* [EXERCISE MATERIALS]
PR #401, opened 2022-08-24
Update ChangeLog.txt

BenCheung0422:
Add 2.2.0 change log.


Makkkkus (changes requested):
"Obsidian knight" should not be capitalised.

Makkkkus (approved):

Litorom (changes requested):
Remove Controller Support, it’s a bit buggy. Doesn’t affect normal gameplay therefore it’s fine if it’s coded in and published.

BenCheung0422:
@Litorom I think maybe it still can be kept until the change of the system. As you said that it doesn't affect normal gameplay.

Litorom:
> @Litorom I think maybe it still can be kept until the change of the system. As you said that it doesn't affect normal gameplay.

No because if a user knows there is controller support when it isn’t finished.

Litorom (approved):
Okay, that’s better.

...

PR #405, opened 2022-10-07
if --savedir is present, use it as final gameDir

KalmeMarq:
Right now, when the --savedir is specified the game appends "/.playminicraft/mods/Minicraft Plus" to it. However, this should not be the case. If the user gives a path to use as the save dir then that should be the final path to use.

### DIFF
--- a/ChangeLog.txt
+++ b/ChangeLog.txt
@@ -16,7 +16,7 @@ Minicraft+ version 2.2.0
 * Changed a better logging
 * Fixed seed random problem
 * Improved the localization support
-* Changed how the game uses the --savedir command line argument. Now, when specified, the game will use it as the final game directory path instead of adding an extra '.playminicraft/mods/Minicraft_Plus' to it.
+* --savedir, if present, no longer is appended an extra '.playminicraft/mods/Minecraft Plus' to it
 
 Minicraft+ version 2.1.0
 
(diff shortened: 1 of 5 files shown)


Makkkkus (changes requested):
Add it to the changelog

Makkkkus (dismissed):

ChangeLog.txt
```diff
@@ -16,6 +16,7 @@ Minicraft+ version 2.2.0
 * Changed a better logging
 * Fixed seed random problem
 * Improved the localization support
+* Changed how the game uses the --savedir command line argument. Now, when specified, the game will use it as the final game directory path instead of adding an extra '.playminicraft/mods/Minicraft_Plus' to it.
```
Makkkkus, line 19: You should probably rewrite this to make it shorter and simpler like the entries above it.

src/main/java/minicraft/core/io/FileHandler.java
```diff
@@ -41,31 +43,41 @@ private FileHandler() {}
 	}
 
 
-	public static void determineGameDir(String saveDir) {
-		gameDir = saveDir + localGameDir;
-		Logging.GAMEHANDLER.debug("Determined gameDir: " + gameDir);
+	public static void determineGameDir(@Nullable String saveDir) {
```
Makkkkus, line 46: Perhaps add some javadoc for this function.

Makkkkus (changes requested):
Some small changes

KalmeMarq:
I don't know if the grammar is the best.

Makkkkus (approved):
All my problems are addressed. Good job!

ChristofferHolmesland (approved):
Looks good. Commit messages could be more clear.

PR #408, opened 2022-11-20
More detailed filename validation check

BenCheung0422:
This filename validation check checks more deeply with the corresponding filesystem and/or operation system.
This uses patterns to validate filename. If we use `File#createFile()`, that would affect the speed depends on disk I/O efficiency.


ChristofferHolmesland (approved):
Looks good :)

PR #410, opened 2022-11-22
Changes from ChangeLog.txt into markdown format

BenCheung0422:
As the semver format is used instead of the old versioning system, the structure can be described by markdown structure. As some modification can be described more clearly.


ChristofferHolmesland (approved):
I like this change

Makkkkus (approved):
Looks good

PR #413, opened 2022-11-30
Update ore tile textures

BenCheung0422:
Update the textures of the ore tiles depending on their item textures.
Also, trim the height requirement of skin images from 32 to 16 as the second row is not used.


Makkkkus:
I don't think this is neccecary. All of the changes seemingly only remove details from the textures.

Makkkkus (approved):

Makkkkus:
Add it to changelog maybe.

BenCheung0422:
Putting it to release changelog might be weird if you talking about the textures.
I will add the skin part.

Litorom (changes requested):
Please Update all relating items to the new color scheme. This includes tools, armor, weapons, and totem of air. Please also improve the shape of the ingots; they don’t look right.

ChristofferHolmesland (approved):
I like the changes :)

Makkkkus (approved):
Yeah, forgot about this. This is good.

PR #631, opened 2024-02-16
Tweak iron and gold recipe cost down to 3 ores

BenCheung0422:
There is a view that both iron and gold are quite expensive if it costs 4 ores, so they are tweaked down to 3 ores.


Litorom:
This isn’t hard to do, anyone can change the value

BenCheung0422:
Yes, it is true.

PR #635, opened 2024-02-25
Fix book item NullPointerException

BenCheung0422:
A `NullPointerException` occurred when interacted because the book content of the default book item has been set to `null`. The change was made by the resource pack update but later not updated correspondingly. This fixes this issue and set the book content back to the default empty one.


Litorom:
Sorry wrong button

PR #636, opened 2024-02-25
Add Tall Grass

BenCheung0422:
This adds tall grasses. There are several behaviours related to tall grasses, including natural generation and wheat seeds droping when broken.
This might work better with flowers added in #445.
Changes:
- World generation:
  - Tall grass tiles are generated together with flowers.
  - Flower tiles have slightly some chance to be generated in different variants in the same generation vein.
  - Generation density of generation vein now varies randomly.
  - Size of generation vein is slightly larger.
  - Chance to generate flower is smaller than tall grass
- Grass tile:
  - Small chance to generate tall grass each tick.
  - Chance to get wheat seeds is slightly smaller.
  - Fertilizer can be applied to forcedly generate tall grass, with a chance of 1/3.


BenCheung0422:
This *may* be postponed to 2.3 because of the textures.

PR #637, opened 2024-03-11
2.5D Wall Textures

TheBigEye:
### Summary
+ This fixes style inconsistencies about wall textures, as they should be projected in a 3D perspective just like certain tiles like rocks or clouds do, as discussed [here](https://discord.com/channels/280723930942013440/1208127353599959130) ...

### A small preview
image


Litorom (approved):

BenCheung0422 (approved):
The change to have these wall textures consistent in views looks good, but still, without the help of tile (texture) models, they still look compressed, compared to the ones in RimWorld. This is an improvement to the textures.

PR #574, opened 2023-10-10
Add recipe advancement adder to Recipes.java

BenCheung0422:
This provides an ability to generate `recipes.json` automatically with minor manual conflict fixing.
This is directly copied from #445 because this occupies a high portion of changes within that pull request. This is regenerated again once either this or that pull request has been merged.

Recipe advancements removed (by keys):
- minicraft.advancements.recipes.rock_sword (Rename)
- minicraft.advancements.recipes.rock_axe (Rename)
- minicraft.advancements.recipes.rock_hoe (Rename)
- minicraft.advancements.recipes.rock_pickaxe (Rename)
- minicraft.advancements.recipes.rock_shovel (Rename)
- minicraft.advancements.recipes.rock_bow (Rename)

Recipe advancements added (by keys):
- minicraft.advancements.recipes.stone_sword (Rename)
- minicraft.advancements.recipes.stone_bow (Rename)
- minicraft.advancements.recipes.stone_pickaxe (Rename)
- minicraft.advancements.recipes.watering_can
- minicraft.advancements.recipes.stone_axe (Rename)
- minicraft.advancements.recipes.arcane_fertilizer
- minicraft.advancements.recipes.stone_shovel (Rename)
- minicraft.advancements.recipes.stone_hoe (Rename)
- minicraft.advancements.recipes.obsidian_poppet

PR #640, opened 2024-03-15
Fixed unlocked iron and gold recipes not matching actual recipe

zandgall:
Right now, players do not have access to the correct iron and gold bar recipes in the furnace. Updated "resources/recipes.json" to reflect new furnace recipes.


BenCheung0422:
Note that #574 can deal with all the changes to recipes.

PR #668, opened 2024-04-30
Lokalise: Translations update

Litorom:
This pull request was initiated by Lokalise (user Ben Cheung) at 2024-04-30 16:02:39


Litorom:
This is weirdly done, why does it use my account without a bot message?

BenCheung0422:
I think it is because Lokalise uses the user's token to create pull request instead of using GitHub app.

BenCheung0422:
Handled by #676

==

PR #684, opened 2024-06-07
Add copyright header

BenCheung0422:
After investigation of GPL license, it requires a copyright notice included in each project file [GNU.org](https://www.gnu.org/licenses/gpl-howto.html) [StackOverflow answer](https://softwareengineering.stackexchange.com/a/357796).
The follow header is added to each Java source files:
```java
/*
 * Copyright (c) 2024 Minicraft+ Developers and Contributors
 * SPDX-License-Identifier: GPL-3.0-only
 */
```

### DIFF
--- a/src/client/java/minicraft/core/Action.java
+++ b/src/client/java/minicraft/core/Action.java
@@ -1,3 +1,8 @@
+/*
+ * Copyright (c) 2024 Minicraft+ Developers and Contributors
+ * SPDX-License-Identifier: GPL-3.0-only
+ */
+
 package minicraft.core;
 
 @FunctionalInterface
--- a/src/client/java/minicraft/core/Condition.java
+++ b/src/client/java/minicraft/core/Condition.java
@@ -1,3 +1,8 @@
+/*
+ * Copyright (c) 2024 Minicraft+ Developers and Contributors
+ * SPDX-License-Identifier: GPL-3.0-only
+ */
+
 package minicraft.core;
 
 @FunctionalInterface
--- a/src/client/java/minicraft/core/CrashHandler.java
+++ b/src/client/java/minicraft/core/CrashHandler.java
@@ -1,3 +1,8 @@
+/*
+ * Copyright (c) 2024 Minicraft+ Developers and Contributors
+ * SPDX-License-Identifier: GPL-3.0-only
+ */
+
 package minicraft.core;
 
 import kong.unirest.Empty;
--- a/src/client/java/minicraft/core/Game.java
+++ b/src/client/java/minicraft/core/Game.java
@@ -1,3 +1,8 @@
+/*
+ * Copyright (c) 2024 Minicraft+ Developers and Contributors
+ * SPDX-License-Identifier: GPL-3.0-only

* [WORK REQUEST] All that should be written out is the stretch of lines above between the one holding "Add Tall Grass" and the one holding "### Summary", inclusive, exactly as given.

* [YOUR RESPONSE]
Add Tall Grass

BenCheung0422:
This adds tall grasses. There are several behaviours related to tall grasses, including natural generation and wheat seeds droping when broken.
This might work better with flowers added in #445.
Changes:
- World generation:
  - Tall grass tiles are generated together with flowers.
  - Flower tiles have slightly some chance to be generated in different variants in the same generation vein.
  - Generation density of generation vein now varies randomly.
  - Size of generation vein is slightly larger.
  - Chance to generate flower is smaller than tall grass
- Grass tile:
  - Small chance to generate tall grass each tick.
  - Chance to get wheat seeds is slightly smaller.
  - Fertilizer can be applied to forcedly generate tall grass, with a chance of 1/3.


BenCheung0422:
This *may* be postponed to 2.3 because of the textures.

PR #637, opened 2024-03-11
2.5D Wall Textures

TheBigEye:
### Summary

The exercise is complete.